Pre-populate the cache with known data:
const cache = new Map();

// Prime the cache
cache.set('user-1', { id: 'user-1', name: 'John' });
cache.set('user-2', { id: 'user-2', name: 'Jane' });

const loadUser = load.bind(null, getUsers, cache);

// These will use cached values
await loadUser('user-1'); // No database call

Cache Warming

Warm up the cache on application start:
import { load } from 'dldr/cache';

const cache = new Map();
const loadUser = load.bind(null, getUsers, cache);

// Warm up cache with frequently accessed users
async function warmCache() {
  const popularUserIds = ['user-1', 'user-2', 'user-3'];
  await Promise.all(popularUserIds.map(id => loadUser(id)));
}

// Call on startup
await warmCache();

Best Practices

Size your cache based on memory constraints and access patterns.
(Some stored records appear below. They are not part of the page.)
Issue #71, opened 2024-01-26
Switch to APIv2+Taproot Swaps


kilrau:
Waiting for Taproot regular claims and APIv2 to be final.

PR #83, opened 2024-02-06
feat: v2 api

jackstar12:
closes: #71


boltz/liquid.go
```diff
@@ -234,63 +246,50 @@ func constructLiquidTransaction(network *Network, outputs []OutputDetails, outpu
...
+			sigHash := liquidTaprootHash(tx, network, outputs, i, false)
+			signature, err := schnorr.Sign(output.PrivateKey, sigHash[:])
+			if err != nil {
 				return nil, err
 			}
 
-			valid, err := p.ValidateInputSignatures(i)
+			if !signature.Verify(sigHash[:], output.PrivateKey.PubKey()) {
+				return nil, errors.New("Signature verification failed")
+			}
```
michael1011, line 261: Why do we verify our own signature?

boltz/musig.go
```diff
@@ -0,0 +1,95 @@
...
+	if err != nil {
+		return err
+	}
+
+	nonce, err := hex.DecodeString(boltzSignature.PubNonce)
+	if err != nil {
+		return err
+	}
+
+	all, err := session.RegisterPubNonce([66]byte(nonce))
```
michael1011, line 51: A check to make sure the length of `nonce` is actually 66 before doing the cast would be appropriate

boltz/swaptree.go
```diff
@@ -0,0 +1,294 @@
...
+	expectedScript, err := expected.Script()
+	if err != nil {
+		return errors.New("expected script is invalid")
+	}
+
+	if !bytes.Equal(actual, expectedScript) {
+		expected, _ := txscript.DisasmString(expectedScript)
+		fmt.Printf("expected:\n%v\n", expected)
+		actual, _ := txscript.DisasmString(actual)
+		fmt.Printf("actual:\n%v\n", actual)
```
michael1011, line 244: rm prints

database/migration.go
```diff
@@ -175,122 +185,194 @@ func (database *Database) performMigration(oldVersion int) error {
...
+		`
+		if _, err := tx.Exec(migration); err != nil {
+			return err
+		}
 
-		return database.postMigration(oldVersion)
+		return tx.postMigration(oldVersion)
 	case latestSchemaVersion:
-		logger.Info("Database already at latest schema version: " + strconv.Itoa(latestSchemaVersion))
+		logger.Info("tx already at latest schema version: " + strconv.Itoa(latestSchemaVersion))
```
michael1011, line 375:
```suggestion
		logger.Info("Database already at latest schema version: " + strconv.Itoa(latestSchemaVersion))
```

nursery/reverse.go
```diff
@@ -142,22 +142,60 @@ func (nursery *Nursery) handleReverseSwapStatus(reverseSwap *database.ReverseSwa
...
 
+		lockupVout, lockupValue, err := lockupTx.FindVout(nursery.network, lockupAddress)
 		if err != nil {
-			handleError("Could not finalize claim transaction: " + err.Error())
+			handleError("Could not find lockup vout of Reverse Swap " + reverseSwap.Id)
 			return
 		}
 
+		if lockupValue < reverseSwap.OnchainAmount {
+			logger.Warn("Boltz locked up less onchain coins than expected. Abandoning Reverse Swap")
```
michael1011, line 172: We should also handle that and not just log

boltz/liquid.go
jackstar12: debugging leftovers

boltz/api.go
```diff
@@ -320,6 +413,62 @@ func (boltz *Boltz) CreateReverseSwap(request CreateReverseSwapRequest) (*Create
 	return &response, err
 }
 
+func (boltz *Boltz) ConstructTransaction(network *Network, currency Currency, outputs []OutputDetails, address string, feeSatPerVbyte float64) (Transaction, uint64, error) {
```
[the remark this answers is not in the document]
jackstar12: Im not sure either. But I also like it since the consumer of the function doesnt have to care about any musig stuff

boltz/btc.go
```diff
@@ -78,8 +110,10 @@ func constructBtcTransaction(network *Network, outputs []OutputDetails, outputAd
 
 	for _, output := range outputs {
 		// Set the highest timeout block height as locktime
-		if output.TimeoutBlockHeight > transaction.LockTime {
-			transaction.LockTime = output.TimeoutBlockHeight
+		if !output.Cooperative {
+			if output.TimeoutBlockHeight > transaction.LockTime {
+				transaction.LockTime = output.TimeoutBlockHeight
+			}
```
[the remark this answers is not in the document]
jackstar12: It has to be this way since cooperative refunds dont have a timelock

boltz/btc.go
```diff
@@ -49,23 +50,53 @@ func (transaction *BtcTransaction) VSize() uint64 {
...
-		if err != nil {
-			continue
-		}
-
-		for _, outputAddress := range outputAddresses {
-			if outputAddress.EncodeAddress() == addressToFind {
-				return uint32(vout), uint64(output.Value), nil
-			}
+		// first 2 bytes are witness type and length
+		if bytes.Equal(output.PkScript[2:], toFind.ScriptAddress()) {
```
michael1011, line 59: Add a check if the `output.PkScript` has more than 3 bytes. It's possible and just in case a tx like that is ever used with this function, it should not panic

database/migration.go
```diff
@@ -175,141 +185,205 @@ func (database *Database) performMigration(oldVersion int) error {
...
-		_, err = database.Exec("DROP TABLE channelCreations")
+	case 3:
+		logMigration(oldVersion)
+
+		rows, err := tx.Query("SELECT id FROM swaps WHERE state = ?", boltzrpc.SwapState_PENDING)
 		if err != nil {
 			return err
 		}
+		if rows.Next() {
+			return errors.New("tx migration failed: found pending swaps")
```
michael1011, line 299:
```suggestion
			return errors.New("database migration failed: found pending swaps")
```

database/migration.go
```diff
@@ -175,141 +185,205 @@ func (database *Database) performMigration(oldVersion int) error {
...
+		}
 
-		_, err = database.Exec("UPDATE version SET version = 3")
+		rows, err = tx.Query("SELECT id FROM reverseSwaps WHERE state = ?", boltzrpc.SwapState_PENDING)
 		if err != nil {
 			return err
 		}
+		if rows.Next() {
+			return errors.New("tx migration failed: found pending reverse swaps")
```
michael1011, line 307:
```suggestion
			return errors.New("database migration failed: found pending reverse swaps")
```

lnd/lnd.go
```diff
@@ -205,12 +204,16 @@ func (lnd *LND) ListChannels() ([]*lightning.LightningChannel, error) {
...
-	invoice, err := lnd.client.AddInvoice(lnd.ctx, &lnrpc.Invoice{
+	request := &lnrpc.Invoice{
 		Memo:      memo,
 		Value:     value,
 		Expiry:    expiry,
 		RPreimage: preimage,
-	})
+	}
+	if lnd.regtest {
+		request.CltvExpiry = 20
```
michael1011, line 214: This 20 magic value is used for LND and CLN. Let's make it a constant used by both
And add a comment why this is being done on regtest only

utils/connect.go
```diff
@@ -10,34 +10,43 @@ import (
...
+func ConnectBoltz(lightning lightning.LightningNode, boltz *boltz.Boltz) error {
+	nodes, err := boltz.GetNodes()
 	if err != nil {
-		return "", err
+		return err
 	}
 
 	symbol := "BTC"
-	node, hasNode := nodes.Nodes[symbol]
+	btcNodes, hasNode := nodes[symbol]
```
michael1011, line 38:
```suggestion
	nodesForSymbol, hasNodes := nodes[symbol]
```

utils/connect.go
```diff
@@ -10,34 +10,43 @@ import (
...
-	err = lightning.ConnectPeer(uri)
 
-	if err == nil {
-		logger.Info("Connected to Boltz node: " + uri)
-	} else if strings.Contains(err.Error(), "already connected to peer") {
-		logger.Info("Already connected to Boltz node: " + uri)
-		err = nil
-	} else {
-		err = fmt.Errorf("could not connect to boltz node %s: %w", uri, err)
+	if err := connect(lightning, btcNodes.CLN); err != nil {
```
michael1011, line 48: The `LND` and the `CLN` fields are both optional. Make sure there is no error thrown when the backend is running without one of those two

utils/connect.go
```diff
@@ -10,34 +10,43 @@ import (
 	"github.com/BoltzExchange/boltz-client/logger"
 )
 
-func ConnectBoltz(lightning lightning.LightningNode, boltz *boltz.Boltz) (string, error) {
-	nodes, err := boltz.GetNodes()
+func connect(node lightning.LightningNode, peer *boltz.NodeInfo) error {
+	if len(peer.Uris) == 0 {
+		return fmt.Errorf("no uris found for peer: %s", peer.PublicKey)
+	}
+	uri := peer.Uris[0]
```
michael1011, line 17: We should prefer clearnet URIs. The backend orders the URIs that way already, but just to the be sure, it should be done here too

Monitor cache hit rates to optimize size.
Always invalidate cache entries when the underlying data changes:
async function updateUser(id: string, data: any) {
  await db.users.update(id, data);
  cache.delete(id); // Invalidate
}
Implement time-based expiration for data that changes frequently but doesn’t require immediate invalidation.
Use LRU caches in production to prevent unbounded memory growth. Monitor cache size and eviction rates.